_Exercise objective_. Copy the listing below in full, exactly as given.

-- -- --

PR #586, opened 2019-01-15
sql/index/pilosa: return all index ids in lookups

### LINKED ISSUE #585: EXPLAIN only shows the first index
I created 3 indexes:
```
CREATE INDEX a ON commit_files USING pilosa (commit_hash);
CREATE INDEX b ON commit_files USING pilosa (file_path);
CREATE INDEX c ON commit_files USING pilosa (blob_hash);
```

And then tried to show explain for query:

-- -- --

_Answer to the problem_.
PR #586, opened 2019-01-15
sql/index/pilosa: return all index ids in lookups

### LINKED ISSUE #585: EXPLAIN only shows the first index
I created 3 indexes:
```
CREATE INDEX a ON commit_files USING pilosa (commit_hash);
CREATE INDEX b ON commit_files USING pilosa (file_path);
CREATE INDEX c ON commit_files USING pilosa (blob_hash);
```

And then tried to show explain for query:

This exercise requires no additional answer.